Countries Represented in Departmental Degrees

The meteorology department has graduated students from 55 countries outside of the United States. These countries are:

Bahamas		Barbados	Belize
Bolivia 	Botswana	Brazil
Burma 		Canada 		Central African Republic
China 		Cuba 		Dominica
El Salvador 	Ethopia 	Germany
Ghana 		Guyana 		Hong Kong
India 		Indonesia 	Iran
Isreal 		Jamaica 	Japan
Korea 		Kuwait 		Lebanon
Libya 		Malawi 		Malgasia
Mauritus	Mexico	 	Morocco
Nepel 		Niger 		Nigeria
Okinawa 	Omen	 	Pakistan
Paraguay 	Philippines 	Sarinem
Senegal 	Seychelles 	Sierra Leone
Somalia 	South Africa 	Sweden
Taiwan 		Tanzania 	Thailand
Trinidad 	Turkey 		Veitnam
Venezuela		 		

In Memoriam

William H. Mach was born on 16 July 1945 in Hamilton, TX, the oldest of seven children. Bill earned a B.S. in physics (1969) and an M.S. in Meteorology (1972) from the University of Washington and a Ph.D. in Meteorology (1978) from Pennsylvania State University.

In 1978, Bill joined the Meteorology Department at Florida State University as an Assistant Professor and was promoted to Associate Professor with tenure in 1983. His area of research was optical remote sensing, both observations and inversion methods. Bill was best known for an article co-authored with Alistair Fraser on mirages (cover story, Sci. Amer., vol. 234, January 1976, pp.~102-111). He taught classes at all levels, from freshman survey courses through special topics for graduate students. He was an avid watcher of nature, especially atmospheric optical phenomena. One of his favorite classes to teach was a course on naked eye observations of the sky, covering weather, cloud physics, and optics.
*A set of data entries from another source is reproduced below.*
PR #1272, opened 2020-06-04
fix(validation): disallow invalid artifact refs in delivery configs

### LINKED ISSUE #1271: keel incorrectly validates delivery configs with invalid references
A delivery config that has an invalid artifacts reference (i.e., refers to an artifact that is defined in the delivery config) isn't valid, but it passes keel validation.

Here's an example of a delivery config with an invalid reference (`this-ref-does-not-exist-in-this-config`) that passes validation:

```yaml
name: broken-example
application: foo
serviceAccount: keel@spinnaker
artifacts:
  - name: org/thing
    type: docker
    reference: org/thing
environments:
  - name: testing
    resources:
      - kind: titus/cluster@v1
        spec:
          moniker:
            app: foo
          locations:
            account: testing
            regions:
              - name: us-east-1
          container:
            reference: this-ref-does-not-exist-in-this-config
```

lorin:
Add a validation check for artifact references that refefrences artifacts that aren't defined in the delivery config.

Fixes #1271

### DIFF
--- a/keel-core/src/main/kotlin/com/netflix/spinnaker/keel/exceptions/NonexistentArtifactReferenceException.kt
+++ b/keel-core/src/main/kotlin/com/netflix/spinnaker/keel/exceptions/NonexistentArtifactReferenceException.kt
@@ -5,4 +5,3 @@ class NonexistentArtifactReferenceException(
 ) : ValidationException(
   "Config uses an artifact reference that does not correspond to any artifacts: $reference."
 )
-
--- a/keel-core/src/main/kotlin/com/netflix/spinnaker/keel/exceptions/NonexistentArtifactReferenceException.kt
+++ b/keel-core/src/main/kotlin/com/netflix/spinnaker/keel/exceptions/NonexistentArtifactReferenceException.kt
@@ -1,0 +1,8 @@
+package com.netflix.spinnaker.keel.exceptions
+
+class NonexistentArtifactReferenceException(
+  reference: String
+) : ValidationException(
+  "Config uses an artifact reference that does not correspond to any artifacts: $reference."
+)
+
--- a/keel-core/src/main/kotlin/com/netflix/spinnaker/keel/exceptions/NonexistentArtifactReferenceException.kt
+++ b/keel-core/src/main/kotlin/com/netflix/spinnaker/keel/exceptions/NonexistentArtifactReferenceException.kt
@@ -1,7 +1,8 @@
 package com.netflix.spinnaker.keel.exceptions
 
 class NonexistentArtifactReferenceException(
-  reference: String
+  invalidReference: String,
+  validReferences: List<String>
 ) : ValidationException(
-  "Config uses an artifact reference that does not correspond to any artifacts: $reference."
+  "Config uses an artifact reference ($invalidReference) that does not correspond to any artifacts. Valid references are: $validReferences."
 )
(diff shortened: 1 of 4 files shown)


keel-core/src/main/kotlin/com/netflix/spinnaker/keel/exceptions/NonexistentArtifactReferenceException.kt
```diff
@@ -0,0 +1,7 @@
+package com.netflix.spinnaker.keel.exceptions
+
+class NonexistentArtifactReferenceException(
+  reference: String
+) : ValidationException(
+  "Config uses an artifact reference that does not correspond to any artifacts: $reference."
```
emjburns, line 6: It would be nice to also show existing references in the config to make the mistake easy to spot

lorin: @emjburns Do you mean augment the error message to include the list of artifact references that are properly defined?

emjburns: yes! exaclty.

emjburns: "Config uses an artifact reference ($reference) that does not correspond to any artifacts. Valid references are: $validReferences." ?

keel-core/src/main/kotlin/com/netflix/spinnaker/keel/validators/DeliveryConfigValidator.kt
```diff
@@ -83,5 +86,20 @@ class DeliveryConfigValidator {
...
+    /**
+     * check: all referenced artifacts exist
+     */
+    config.environments.forEach { environment ->
+      environment.resources.forEach { resource ->
+        (resource.spec as? ArtifactReferenceProvider)
+          ?.artifactReference
+          ?.also {
+            if (!refs.contains(it)) {
+              throw NonexistentArtifactReferenceException(it)
```
luispollo, line 99: Consider fixing that name as you're touching this:
```suggestion
              throw NonExistentArtifactReferenceException(it)
```

keel-core/src/main/kotlin/com/netflix/spinnaker/keel/exceptions/NonexistentArtifactReferenceException.kt
lorin: Addressed in b5d56502ade93d447134e5eea90406a5f3559183

keel-core/src/main/kotlin/com/netflix/spinnaker/keel/validators/DeliveryConfigValidator.kt
```diff
@@ -83,5 +86,20 @@ class DeliveryConfigValidator {
...
+      environment.resources.forEach { resource ->
+        (resource.spec as? ArtifactReferenceProvider)
+          ?.artifactReference
+          ?.also {
+            if (!refs.contains(it)) {
+              throw NonexistentArtifactReferenceException(it, refs)
+            }
+          }
+      }
+    }
```
robfletcher, line 103: I know in the vast majority of cases there will only be a single artifact, but is there a danger of us getting into whack-a-mole problems with this class in general? Fix one problem, a different exception pops up, fix that, yet another pops up. I wonder if there's a way we can group all the validation results at once (in a future PR -- I'm not suggesting doing it here).

keel-core/src/main/kotlin/com/netflix/spinnaker/keel/validators/DeliveryConfigValidator.kt
lorin: I ended up renaming this to `InvalidArtifactReferenceException` in a653ee5afe06df3356d24b31a683950182761c1f

PR #1196, opened 2020-05-19
feat(plugins): Expose `ConstraintEvaluator` as an extension point

robzienert:
Moves all of the core constraints code into `keel-api`.

Two new interfaces were added to help this effort:

- `com.netflix.spinnaker.keel.api.support.EventPublisher` - A subset interface
  of Spring's `ApplicationEventPublisher`. This is injected into `ConstraintEvaluator`
  classes as `SpringEventPublishedBridge`, which just delegates to Spring.
- `com.netflix.spinnaker.keel.api.constraints.ConstraintRepository` - This is
  just a subset of the god `KeelRepository` interface. Implemented by
  `ConstraintRepositoryBridge`, which just delegates to the `KeelRepository`
  implementation.

This also introduces the `ULID` library as an api dependency of `keel-api`.

I also did some non-functional cleanup: Single class per file rule.

⚠️ I didn't bother documenting all of the interfaces introduced to `keel-api` that already existed - it looks like the MD team hasn't really been doing many (any?) code docs -- I'm leaving this as an exercise for them to take on. If external contributions to Keel are desired, having docs on everything in `keel-api` is going to be needed rather than relying on tribal knowledge of contracts and behaviors.

PR #1275, opened 2020-06-05
fix(serialization): serialize constraint attributes

emjburns:
Fixes the problem that we can't correctly serialize the constraint attributes.

There are some just formatting changes in here, and I honestly don't know why. Maybe spotless doesn't have an opinion on them and my intellij does?


keel-api-jackson/src/main/kotlin/com/netflix/spinnaker/keel/json/KeelApiModule.kt
```diff
@@ -60,7 +62,9 @@ object KeelApiModule : SimpleModule("Keel API") {
         NamedType<DebianArtifact>(ArtifactType.deb.name),
         NamedType<DockerArtifact>(ArtifactType.docker.name),
         NamedType<DockerVersioningStrategy>(ArtifactType.docker.name),
-        NamedType<DebianSemVerVersioningStrategy>(ArtifactType.deb.name)
+        NamedType<DebianSemVerVersioningStrategy>(ArtifactType.deb.name),
+        NamedType<PipelineConstraintStateAttributes>("pipeline"),
+        NamedType<CanaryConstraintAttributes>("canary")
```
emjburns, line 67: This is how we know what the subtypes are, but in order to do this they had to be defined in the keel api module. This felt fine to me. I didn't do this in the `KeelConfigurationFinalizer` like resource spec things because the subtypes aren't part of a component right now, and I would have had to make them part of a component, then collect those in a list, then iterate over them like we do [here](https://github.com/spinnaker/keel/blob/master/keel-web/src/main/kotlin/com/netflix/spinnaker/config/KeelConfigurationFinalizer.kt#L32).

keel-api/src/main/kotlin/com/netflix/spinnaker/keel/api/constraints/CanaryConstraintAttributes.kt
```diff
@@ -0,0 +1,7 @@
+package com.netflix.spinnaker.keel.api.constraints
```
emjburns, line 1: all of these are lifted from one file and shifted into their own files in the api module

keel-orca/src/main/kotlin/com/netflix/spinnaker/keel/constraints/CanaryConstraintEvaluator.kt
```diff
@@ -3,24 +3,27 @@ package com.netflix.spinnaker.keel.constraints
...
-import java.time.Clock
 import kotlinx.coroutines.async
 import kotlinx.coroutines.coroutineScope
 import kotlinx.coroutines.runBlocking
 import org.slf4j.LoggerFactory
 import org.springframework.stereotype.Component
+import java.time.Clock
 
 /**
  * An environment promotion constraint that deploys control (baseline) and experiment (canary)
```
emjburns, line 29: ugh thanks spotless for 0 changes except formatting here :(

keel-api-jackson/src/main/kotlin/com/netflix/spinnaker/keel/json/KeelApiModule.kt
luispollo: Hmm, so I thought the whole point of what @robzienert had done was to make it so that `keel-api` was the only dependency a plugin developer would need to write a new `ConstraintEvaluator`, but the moment you add implementation-specific types in `keel-api`, that signals to me that a developer outside our team would need to similarly make PRs for keel to add their constraint implementations... But I'll defer to Rob on this.

emjburns: So, agree 100% with your conclusion that this is not the best way to do things. At the moment I can't figure out how to do this in a different way (I feel like there is one though). I explored [this helper](https://github.com/spinnaker/kork/blob/master/kork-core/src/main/java/com/netflix/spinnaker/kork/jackson/ObjectMapperSubtypeConfigurer.java) but couldn't find an example of it in use.

luispollo: Good find! There are a few examples in clouddriver and kayenta: https://github.com/search?q=org%3Aspinnaker+ObjectMapperSubtypeConfigurer+-repo%3Aspinnaker%2Fkork&type=Code

luispollo: I wonder if a better option might be to revert #1196 temporarily, and ask @robzienert for guidance on how best to address the sub-type registration in a Spinnaker plugin world.

luispollo: Another idea: `ConstraintEvaluators`s are `@Component`s. We could add a method like `getConstraintStateAttributeType()` to the interface, which would return the sub-type of `ConstraintStateAttribute` used by that evaluator. Then, in `KeelConfigFinalizer`, you could iterate the list of evaluators and register those sub-types.

robfletcher: Sorry for weighing in late here, but isn't the right approach to have `ConstraintEvaluator` (implementations of which will be `@Component`) require implementations to specify sub-types of `Constraint` and `ConstraintStateAttribute` much like `ResourceHandler` implementations have to specify the `ResourceSpec` type? We can then easily register these on app start.

robfletcher: Yeah, in fact `ConstraintEvaluator` already does this for the constraint types themselves with the `supportedType` property. Could we not just do the same thing for the attributes?

luispollo: Yup, same suggestion I gave above, although you did a much better job describing it. 🙂

keel-web/src/main/kotlin/com/netflix/spinnaker/config/KeelConfigurationFinalizer.kt
```diff
@@ -50,15 +51,27 @@ class KeelConfigurationFinalizer(
       }
   }
```
emjburns, line 53: This auto-registers all stateful constraint attrs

In the Fall, 1982, at about the time Bill learned that his wife was pregnant with their first child, he also learned that he had a brain tumor. In January 1983, Bill served as Chairman of the National Meteorological Optics Meeting of the Optical Society of America. After the conference, Bill and his wife visited Pennsylvania, where their baby daughter had to be delivered three months premature with a birth weight of two pounds two ounces. A few weeks later, doctors at the same Pennsylvania hospital treated Bill's tumor with surgery and radiation. The daughter, Melissae, survived with good health and left the hospital in the spring when Bill did.

Bill returned to work at Florida State University in Tallahassee and was granted five more years of life with his wife and daughter before the tumor recurred. On 29 May 1988, he died quietly at home. He is survived by his wife, Diane Sivertson Mach, daughter Melissae, his parents, and six brothers and sisters.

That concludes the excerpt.